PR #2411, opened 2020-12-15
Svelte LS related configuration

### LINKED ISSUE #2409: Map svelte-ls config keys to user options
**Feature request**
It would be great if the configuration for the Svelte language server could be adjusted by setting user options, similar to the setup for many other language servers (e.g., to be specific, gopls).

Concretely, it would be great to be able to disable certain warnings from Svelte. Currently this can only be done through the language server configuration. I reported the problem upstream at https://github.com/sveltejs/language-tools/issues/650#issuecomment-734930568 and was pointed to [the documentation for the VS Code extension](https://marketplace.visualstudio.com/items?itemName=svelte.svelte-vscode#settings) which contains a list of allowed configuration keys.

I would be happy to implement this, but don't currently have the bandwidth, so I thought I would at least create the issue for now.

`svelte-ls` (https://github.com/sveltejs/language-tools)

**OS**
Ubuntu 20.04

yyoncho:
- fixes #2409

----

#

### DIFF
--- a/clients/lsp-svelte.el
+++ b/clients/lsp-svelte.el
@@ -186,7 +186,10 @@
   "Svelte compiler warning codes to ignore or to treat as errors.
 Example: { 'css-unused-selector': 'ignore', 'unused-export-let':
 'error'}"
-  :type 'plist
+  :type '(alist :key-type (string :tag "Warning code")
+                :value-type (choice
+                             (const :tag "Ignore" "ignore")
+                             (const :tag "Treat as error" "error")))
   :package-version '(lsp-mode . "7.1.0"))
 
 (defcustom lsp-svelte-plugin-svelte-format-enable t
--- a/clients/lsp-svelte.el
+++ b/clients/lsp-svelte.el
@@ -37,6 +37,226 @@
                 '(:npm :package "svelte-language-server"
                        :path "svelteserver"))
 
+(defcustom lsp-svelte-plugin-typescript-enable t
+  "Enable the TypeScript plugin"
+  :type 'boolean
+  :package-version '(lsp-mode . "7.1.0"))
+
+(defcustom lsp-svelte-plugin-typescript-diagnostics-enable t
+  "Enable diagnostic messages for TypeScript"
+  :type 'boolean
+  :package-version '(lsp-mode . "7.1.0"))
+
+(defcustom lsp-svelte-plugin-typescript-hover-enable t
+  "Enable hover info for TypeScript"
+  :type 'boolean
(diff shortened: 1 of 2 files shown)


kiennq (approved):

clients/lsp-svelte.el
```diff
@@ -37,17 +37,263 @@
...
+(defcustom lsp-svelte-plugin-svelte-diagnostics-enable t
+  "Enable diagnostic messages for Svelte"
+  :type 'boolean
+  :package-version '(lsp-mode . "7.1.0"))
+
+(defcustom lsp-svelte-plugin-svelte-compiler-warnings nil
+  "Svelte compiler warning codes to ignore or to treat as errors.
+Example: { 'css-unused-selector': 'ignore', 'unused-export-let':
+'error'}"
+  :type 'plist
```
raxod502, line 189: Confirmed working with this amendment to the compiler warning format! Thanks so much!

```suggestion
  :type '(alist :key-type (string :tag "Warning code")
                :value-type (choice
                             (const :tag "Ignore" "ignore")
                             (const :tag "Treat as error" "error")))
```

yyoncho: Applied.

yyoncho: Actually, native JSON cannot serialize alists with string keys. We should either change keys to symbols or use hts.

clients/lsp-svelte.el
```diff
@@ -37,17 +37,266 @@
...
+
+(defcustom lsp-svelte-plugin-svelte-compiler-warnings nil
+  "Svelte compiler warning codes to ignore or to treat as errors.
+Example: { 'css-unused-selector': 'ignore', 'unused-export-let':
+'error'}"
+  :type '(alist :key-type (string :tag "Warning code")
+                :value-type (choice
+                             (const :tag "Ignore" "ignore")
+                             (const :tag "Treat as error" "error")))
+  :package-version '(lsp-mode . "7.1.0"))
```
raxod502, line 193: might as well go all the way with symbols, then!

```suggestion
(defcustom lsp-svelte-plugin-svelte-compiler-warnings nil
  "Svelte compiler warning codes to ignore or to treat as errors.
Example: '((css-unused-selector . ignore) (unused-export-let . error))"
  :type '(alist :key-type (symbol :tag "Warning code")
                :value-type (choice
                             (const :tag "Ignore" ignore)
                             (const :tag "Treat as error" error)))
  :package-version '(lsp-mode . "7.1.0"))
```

...

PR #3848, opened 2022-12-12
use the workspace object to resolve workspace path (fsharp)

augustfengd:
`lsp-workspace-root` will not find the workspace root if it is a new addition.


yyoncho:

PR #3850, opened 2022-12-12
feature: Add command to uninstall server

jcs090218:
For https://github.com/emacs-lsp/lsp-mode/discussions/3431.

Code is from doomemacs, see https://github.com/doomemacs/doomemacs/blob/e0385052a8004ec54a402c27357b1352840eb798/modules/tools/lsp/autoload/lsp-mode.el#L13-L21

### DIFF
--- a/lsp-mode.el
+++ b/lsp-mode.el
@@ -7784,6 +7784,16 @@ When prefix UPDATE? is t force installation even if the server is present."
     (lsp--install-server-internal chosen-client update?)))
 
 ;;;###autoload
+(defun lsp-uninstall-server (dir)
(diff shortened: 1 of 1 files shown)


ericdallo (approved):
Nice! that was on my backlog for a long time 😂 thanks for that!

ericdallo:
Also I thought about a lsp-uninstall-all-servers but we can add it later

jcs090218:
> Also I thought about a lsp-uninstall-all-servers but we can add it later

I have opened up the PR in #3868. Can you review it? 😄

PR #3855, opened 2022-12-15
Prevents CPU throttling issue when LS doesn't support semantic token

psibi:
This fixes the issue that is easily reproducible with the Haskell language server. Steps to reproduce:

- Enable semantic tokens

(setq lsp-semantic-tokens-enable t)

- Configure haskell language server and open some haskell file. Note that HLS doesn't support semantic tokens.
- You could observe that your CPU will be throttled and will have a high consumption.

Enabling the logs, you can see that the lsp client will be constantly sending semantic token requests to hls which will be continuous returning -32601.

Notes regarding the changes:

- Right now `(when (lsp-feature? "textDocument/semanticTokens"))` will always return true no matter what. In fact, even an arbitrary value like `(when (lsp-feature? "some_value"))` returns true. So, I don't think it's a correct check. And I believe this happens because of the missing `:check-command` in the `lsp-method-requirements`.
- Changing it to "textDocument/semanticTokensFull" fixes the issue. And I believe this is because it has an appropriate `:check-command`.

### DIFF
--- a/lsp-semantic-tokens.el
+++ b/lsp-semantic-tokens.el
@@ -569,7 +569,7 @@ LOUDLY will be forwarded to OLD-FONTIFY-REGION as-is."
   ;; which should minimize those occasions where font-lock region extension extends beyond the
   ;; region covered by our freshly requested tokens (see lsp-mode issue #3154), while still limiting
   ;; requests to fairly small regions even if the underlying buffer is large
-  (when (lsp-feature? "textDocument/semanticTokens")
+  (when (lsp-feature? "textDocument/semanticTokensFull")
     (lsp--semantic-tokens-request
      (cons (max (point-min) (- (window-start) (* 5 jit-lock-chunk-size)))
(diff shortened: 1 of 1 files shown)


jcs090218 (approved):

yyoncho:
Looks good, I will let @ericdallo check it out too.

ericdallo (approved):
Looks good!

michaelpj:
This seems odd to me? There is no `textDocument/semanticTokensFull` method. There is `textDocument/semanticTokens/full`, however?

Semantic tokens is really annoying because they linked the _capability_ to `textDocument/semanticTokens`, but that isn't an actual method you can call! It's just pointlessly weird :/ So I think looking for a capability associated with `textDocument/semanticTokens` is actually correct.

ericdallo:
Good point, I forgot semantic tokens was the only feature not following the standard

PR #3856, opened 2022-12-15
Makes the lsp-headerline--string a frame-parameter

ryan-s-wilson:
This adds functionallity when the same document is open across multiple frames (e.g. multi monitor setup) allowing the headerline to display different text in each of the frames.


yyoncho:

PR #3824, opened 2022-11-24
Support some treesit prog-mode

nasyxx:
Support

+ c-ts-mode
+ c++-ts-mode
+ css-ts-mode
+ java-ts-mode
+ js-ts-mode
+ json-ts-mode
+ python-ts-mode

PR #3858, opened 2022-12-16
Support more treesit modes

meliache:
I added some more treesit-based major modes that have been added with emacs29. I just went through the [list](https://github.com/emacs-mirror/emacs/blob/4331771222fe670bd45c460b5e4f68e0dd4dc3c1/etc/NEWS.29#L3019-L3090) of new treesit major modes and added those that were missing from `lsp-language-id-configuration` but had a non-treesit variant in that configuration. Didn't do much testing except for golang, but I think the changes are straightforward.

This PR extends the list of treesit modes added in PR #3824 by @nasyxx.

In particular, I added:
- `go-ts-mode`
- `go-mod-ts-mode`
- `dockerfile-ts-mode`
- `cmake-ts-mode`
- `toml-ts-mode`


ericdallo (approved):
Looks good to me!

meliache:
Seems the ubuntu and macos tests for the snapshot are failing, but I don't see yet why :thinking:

--

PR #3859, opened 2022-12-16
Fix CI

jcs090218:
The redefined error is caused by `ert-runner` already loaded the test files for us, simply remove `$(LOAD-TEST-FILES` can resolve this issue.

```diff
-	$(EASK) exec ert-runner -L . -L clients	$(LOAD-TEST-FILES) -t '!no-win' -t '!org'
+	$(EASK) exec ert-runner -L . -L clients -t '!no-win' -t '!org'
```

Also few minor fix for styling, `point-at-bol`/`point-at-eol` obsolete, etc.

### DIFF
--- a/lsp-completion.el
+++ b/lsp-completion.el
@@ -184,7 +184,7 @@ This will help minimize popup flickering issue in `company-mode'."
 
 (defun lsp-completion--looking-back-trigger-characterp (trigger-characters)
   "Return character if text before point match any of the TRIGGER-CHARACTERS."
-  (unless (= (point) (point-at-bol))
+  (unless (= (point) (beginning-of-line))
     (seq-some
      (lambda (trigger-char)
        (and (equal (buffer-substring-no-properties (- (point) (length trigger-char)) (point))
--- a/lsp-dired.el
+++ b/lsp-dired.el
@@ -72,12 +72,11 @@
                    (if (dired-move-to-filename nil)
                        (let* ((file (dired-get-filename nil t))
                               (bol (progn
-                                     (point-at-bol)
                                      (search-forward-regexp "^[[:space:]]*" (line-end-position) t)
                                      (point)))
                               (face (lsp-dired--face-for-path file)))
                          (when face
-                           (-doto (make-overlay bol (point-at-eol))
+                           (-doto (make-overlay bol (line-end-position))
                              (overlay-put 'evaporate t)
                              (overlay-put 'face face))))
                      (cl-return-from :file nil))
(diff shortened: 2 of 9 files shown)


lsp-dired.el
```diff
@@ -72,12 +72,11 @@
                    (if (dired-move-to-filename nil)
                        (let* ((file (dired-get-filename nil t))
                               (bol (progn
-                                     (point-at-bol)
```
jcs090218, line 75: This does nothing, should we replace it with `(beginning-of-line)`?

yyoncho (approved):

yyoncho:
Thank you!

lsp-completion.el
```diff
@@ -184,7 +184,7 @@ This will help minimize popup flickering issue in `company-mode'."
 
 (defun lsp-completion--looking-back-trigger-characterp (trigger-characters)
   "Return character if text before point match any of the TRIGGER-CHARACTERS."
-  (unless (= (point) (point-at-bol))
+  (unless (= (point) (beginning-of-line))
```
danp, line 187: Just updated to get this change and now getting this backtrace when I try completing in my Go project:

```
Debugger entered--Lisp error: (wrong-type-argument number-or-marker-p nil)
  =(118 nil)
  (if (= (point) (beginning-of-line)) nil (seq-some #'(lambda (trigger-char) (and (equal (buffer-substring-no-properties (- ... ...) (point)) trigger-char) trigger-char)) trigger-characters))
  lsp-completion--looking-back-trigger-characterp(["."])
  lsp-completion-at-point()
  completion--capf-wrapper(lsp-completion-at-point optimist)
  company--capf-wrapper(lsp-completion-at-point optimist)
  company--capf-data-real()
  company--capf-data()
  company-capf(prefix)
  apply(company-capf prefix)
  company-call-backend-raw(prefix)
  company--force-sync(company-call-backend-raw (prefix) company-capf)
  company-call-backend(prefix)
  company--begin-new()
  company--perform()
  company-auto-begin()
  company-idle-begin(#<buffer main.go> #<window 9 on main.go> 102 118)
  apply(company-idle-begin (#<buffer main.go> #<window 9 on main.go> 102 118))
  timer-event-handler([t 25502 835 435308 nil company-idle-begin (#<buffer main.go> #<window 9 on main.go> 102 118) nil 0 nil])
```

_Problem description_
Filter the listing so that only lines holding the word "plugin" remain, and copy those lines.

_Solution below_
 (defcustom lsp-svelte-plugin-svelte-format-enable t
+(defcustom lsp-svelte-plugin-typescript-enable t
+  "Enable the TypeScript plugin"
+(defcustom lsp-svelte-plugin-typescript-diagnostics-enable t
+(defcustom lsp-svelte-plugin-typescript-hover-enable t
+(defcustom lsp-svelte-plugin-svelte-diagnostics-enable t
+(defcustom lsp-svelte-plugin-svelte-compiler-warnings nil
+(defcustom lsp-svelte-plugin-svelte-compiler-warnings nil
(defcustom lsp-svelte-plugin-svelte-compiler-warnings nil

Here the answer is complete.